## [YOUR INSTRUCTIONS]
Taking the line with "PR #940, opened 2023-10-15" as the first and the line with "bodiam: The reason" as the last, set down exactly every line in that range from the entries below, and no more.

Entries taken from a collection
....................
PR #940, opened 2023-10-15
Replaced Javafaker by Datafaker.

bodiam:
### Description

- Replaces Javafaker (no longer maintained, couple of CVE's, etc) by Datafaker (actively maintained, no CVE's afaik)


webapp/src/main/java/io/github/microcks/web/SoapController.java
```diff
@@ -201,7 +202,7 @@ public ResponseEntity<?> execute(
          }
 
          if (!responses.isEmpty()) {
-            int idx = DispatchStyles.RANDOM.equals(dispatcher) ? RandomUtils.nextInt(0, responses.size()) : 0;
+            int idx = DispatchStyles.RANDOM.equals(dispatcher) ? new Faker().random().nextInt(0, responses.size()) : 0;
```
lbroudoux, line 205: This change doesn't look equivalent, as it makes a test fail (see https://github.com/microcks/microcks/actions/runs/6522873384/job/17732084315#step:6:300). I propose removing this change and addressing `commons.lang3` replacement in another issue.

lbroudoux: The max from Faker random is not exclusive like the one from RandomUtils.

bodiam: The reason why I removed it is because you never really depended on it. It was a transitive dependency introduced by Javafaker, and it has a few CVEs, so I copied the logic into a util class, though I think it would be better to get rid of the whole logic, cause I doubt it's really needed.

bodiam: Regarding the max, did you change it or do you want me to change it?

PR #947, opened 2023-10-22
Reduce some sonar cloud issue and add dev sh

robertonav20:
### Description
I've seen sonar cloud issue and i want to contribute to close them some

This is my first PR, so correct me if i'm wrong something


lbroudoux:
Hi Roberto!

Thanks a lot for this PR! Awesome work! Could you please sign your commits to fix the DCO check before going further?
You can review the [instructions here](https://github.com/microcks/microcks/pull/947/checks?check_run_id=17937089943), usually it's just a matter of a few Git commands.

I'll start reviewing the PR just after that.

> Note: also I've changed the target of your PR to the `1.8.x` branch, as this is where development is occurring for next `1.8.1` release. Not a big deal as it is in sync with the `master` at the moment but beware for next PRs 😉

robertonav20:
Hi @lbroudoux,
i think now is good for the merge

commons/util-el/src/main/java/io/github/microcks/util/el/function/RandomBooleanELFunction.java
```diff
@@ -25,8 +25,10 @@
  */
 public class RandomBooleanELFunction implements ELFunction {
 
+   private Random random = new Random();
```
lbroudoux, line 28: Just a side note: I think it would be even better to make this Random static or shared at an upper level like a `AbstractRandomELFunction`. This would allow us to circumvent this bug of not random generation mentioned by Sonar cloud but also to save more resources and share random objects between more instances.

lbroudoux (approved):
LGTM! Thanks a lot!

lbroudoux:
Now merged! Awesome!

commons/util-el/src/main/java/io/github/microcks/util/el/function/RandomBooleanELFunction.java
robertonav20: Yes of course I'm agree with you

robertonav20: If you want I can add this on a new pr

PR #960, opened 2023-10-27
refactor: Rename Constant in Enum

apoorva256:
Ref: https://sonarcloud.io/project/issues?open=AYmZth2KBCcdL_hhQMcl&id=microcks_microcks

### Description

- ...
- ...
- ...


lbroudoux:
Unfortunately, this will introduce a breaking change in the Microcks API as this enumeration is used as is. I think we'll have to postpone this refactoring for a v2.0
....................
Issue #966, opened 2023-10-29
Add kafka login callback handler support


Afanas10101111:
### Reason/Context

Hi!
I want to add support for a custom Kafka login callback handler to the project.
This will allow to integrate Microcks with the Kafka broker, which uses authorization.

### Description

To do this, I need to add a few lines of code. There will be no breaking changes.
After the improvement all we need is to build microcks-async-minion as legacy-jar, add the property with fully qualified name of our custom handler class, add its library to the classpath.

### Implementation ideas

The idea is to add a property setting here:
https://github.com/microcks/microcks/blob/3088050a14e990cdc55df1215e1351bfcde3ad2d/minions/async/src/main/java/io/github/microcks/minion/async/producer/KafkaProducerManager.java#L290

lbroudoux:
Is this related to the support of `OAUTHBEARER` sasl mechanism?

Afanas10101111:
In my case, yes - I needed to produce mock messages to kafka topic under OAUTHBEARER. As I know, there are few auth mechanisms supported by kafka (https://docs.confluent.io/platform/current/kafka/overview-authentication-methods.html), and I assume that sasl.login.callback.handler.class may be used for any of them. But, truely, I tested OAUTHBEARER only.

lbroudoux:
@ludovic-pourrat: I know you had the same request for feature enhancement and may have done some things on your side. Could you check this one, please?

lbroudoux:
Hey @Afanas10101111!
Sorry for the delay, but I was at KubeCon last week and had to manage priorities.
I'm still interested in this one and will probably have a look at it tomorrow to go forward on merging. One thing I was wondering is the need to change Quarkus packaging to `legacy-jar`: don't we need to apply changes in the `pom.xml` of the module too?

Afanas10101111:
....................
## [TASK OUTPUT]
PR #940, opened 2023-10-15
Replaced Javafaker by Datafaker.

bodiam:
### Description

- Replaces Javafaker (no longer maintained, couple of CVE's, etc) by Datafaker (actively maintained, no CVE's afaik)


webapp/src/main/java/io/github/microcks/web/SoapController.java
```diff
@@ -201,7 +202,7 @@ public ResponseEntity<?> execute(
          }
 
          if (!responses.isEmpty()) {
-            int idx = DispatchStyles.RANDOM.equals(dispatcher) ? RandomUtils.nextInt(0, responses.size()) : 0;
+            int idx = DispatchStyles.RANDOM.equals(dispatcher) ? new Faker().random().nextInt(0, responses.size()) : 0;
```
lbroudoux, line 205: This change doesn't look equivalent, as it makes a test fail (see https://github.com/microcks/microcks/actions/runs/6522873384/job/17732084315#step:6:300). I propose removing this change and addressing `commons.lang3` replacement in another issue.

lbroudoux: The max from Faker random is not exclusive like the one from RandomUtils.

bodiam: The reason why I removed it is because you never really depended on it. It was a transitive dependency introduced by Javafaker, and it has a few CVEs, so I copied the logic into a util class, though I think it would be better to get rid of the whole logic, cause I doubt it's really needed.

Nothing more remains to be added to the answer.